The Man Who Sold the Moon • 2014 • Near SF novella by Cory Doctorow



Hardware hackers and Burning Man devotees send an autonomous 3D printing robot to the Moon which produces building panels from moondust and sunlight. The story features the Burning Man festival, overcoming cancer, crowdfunding and crowdengineering a Moon mission.


Doctorow recycled Heinlein’s 1949 novella title, sharing the idea of space for all mankind: An engineer with a dream will die of cancer and may not see his dream come to live, but his friends pick it up and do everything to make it happen.

It diverges in lots of current Near SF topics, and I expect lots of stories about 3D printing in the next few SF seasons. The narration is well-rounded, emotionally engaging and ends in satisfyingly.
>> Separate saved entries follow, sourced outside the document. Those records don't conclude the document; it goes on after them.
PR #3302, opened 2022-01-18
Add follow up sums for gender / diagnosis to reporting pipeline

rsanheim:
**Story card:** [sc-4212](https://app.shortcut.com/simpledotorg/story/4212/support-follow-ups-in-the-reporting-pipeline)

## Because

We need monthly counts at the facility level for follow ups by gender and diagnosis.

## This addresses

Adding counts to `reporting_facility_state_groups`


rsanheim:
@rick and I reviewed this while pairing today, and we confirmed that this doesn't yet impact production because its behind the `follow_ups_v2_progress_tab` feature flag to carve out that particular end path. Going to ship this so I can continue to iterate on the actual wiring in the controller layers.

PR #3304, opened 2022-01-20
Reports details: Fix links to add estimated hypertension population

vkrmis:
**Story card:** [sc-6800](https://app.shortcut.com/simpledotorg/story/6800/the-link-in-the-reports-details-page-to-add-estimated-htn-population-for-a-district-is-broken)

## Because

- The link to add estimated hypertension population for districts was using the `district region` instead of the `facility_group`.
- The link to add estimated hypertension population for states was checking the `view_reports` permission instead of `manage`. Users with a `view_reports` permission can't actually set the estimated hypertension population.


harimohanraj89 (approved):
Makes sense.

rsanheim (approved):
Yup, and removing the accessible check makes sense too 👍 . I'll merge after checks are green.

PR #3306, opened 2022-01-20
Update deployment docs a bit based on pairing

rsanheim:
Helping out @rick so that he can deploy, and our docs around branch
deploys could be more clear.

Sandbox does not have a country name, and the BRANCH env var could be
better explained here.


rick (approved):
giphy (9)

PR #3310, opened 2022-01-21
set :passenger_restart_with_sudo to true

vkrmis:
**Story card:** [sc-6603](https://app.shortcut.com/simpledotorg/story/6603/stale-passenger-processes-hanging-around)

## Because

We're seeing some permission related warnings in our deployments

## This addresses

Restarts passenger using sudo, this is required so stale tmp files owned by the root user can be cleaned up.

### Run the [deploy playbook](https://github.com/simpledotorg/deployment/pull/401) on all envs manually before merging this PR
- [x] Sandbox
- [x] QA
- [x] Performance
- [ ] ~Security~ env is not in use?

#### Demo
- [x] Bangladesh
- [x] Ethiopia
- [x] India
- [x] Sri Lanka 

#### Production
- [x] Bangladesh
- [x] Ethiopia
- [x] India
- [x] Sri Lanka


harimohanraj89 (approved):
Neat little config available 👍 Yup makes sense to me, let's do it.

PR #3314, opened 2022-01-24
Localize and enable monthly downloads everywhere

timcheadle:
**Story cards:**
- [sc-6598](https://app.shortcut.com/simpledotorg/story/6598/translate-state-district-facility-etc-in-report-downloads)
- [sc-6688](https://app.shortcut.com/simpledotorg/story/6688/turn-off-india-only-filter-in-navigation-views)

## Because

Monthly district and facility summary data are useful downloads, and we want them available everywhere.

## This addresses

This translates all region names in the downloads (and links), enables them outside of India, and adds a feature flag in case something goes wrong.

### DIFF
--- a/app/models/region.rb
+++ b/app/models/region.rb
@@ -196,6 +196,11 @@ class Region < ApplicationRecord
     I18n.t("region_type.#{region_type}")
   end
 
+  def localized_child_region_type
+    return nil if child_region_type.nil?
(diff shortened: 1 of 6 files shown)


rick (approved):
giphy-downsized-large (4)

claudiovallejo (approved):
Looks great! Thank you Tim :)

It incorporates the same optimistic view as Golden Age SF, thus modernizing Heinlein’s story in a very nice homage. It doesn’t forget Heinlein’s society criticism, picking up topics like gift culture vs. capitalism, hacktivism vs. corporations.

Hieroglyph provides lots of interesting background information about the story’s engineering aspects, validating the narrative assumptions.

Meta: isfdb. This SF short story was published 2014 in Hieroglyph: Stories and Visions for a Better Future. Winner of the Theodore Sturgeon Memorial Award. I read it as part of The Year’s Best SF #32. It is available online.